Exercise description> All lines from the opening of the data to the line containing "Hi. Thank you for a great lib." must be returned unchanged, and only those lines.

(Collected data entries)
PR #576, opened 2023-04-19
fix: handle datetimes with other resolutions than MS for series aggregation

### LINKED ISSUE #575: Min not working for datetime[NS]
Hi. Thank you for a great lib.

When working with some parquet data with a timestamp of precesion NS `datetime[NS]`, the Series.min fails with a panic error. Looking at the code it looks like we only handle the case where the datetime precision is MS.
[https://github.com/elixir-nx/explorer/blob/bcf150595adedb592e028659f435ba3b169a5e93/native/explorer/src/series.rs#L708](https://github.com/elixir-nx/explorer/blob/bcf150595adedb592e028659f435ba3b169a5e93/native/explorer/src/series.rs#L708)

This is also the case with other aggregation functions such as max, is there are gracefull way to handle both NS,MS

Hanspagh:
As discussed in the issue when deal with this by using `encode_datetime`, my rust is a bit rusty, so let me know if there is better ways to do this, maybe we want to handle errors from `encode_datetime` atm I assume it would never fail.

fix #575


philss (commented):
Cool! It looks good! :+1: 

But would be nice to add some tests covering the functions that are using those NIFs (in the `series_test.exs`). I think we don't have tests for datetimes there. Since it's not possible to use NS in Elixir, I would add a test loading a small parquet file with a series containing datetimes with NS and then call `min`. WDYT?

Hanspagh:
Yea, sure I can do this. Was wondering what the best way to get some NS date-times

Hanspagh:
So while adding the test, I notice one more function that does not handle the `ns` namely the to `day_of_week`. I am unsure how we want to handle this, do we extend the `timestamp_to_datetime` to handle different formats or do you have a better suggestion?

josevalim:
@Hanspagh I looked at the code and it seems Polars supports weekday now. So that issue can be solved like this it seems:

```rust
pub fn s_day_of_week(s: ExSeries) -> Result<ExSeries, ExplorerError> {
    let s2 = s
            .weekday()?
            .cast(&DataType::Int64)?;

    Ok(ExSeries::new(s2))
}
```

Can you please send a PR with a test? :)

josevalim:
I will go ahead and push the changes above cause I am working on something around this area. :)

Solution>
PR #576, opened 2023-04-19
fix: handle datetimes with other resolutions than MS for series aggregation

### LINKED ISSUE #575: Min not working for datetime[NS]
Hi. Thank you for a great lib.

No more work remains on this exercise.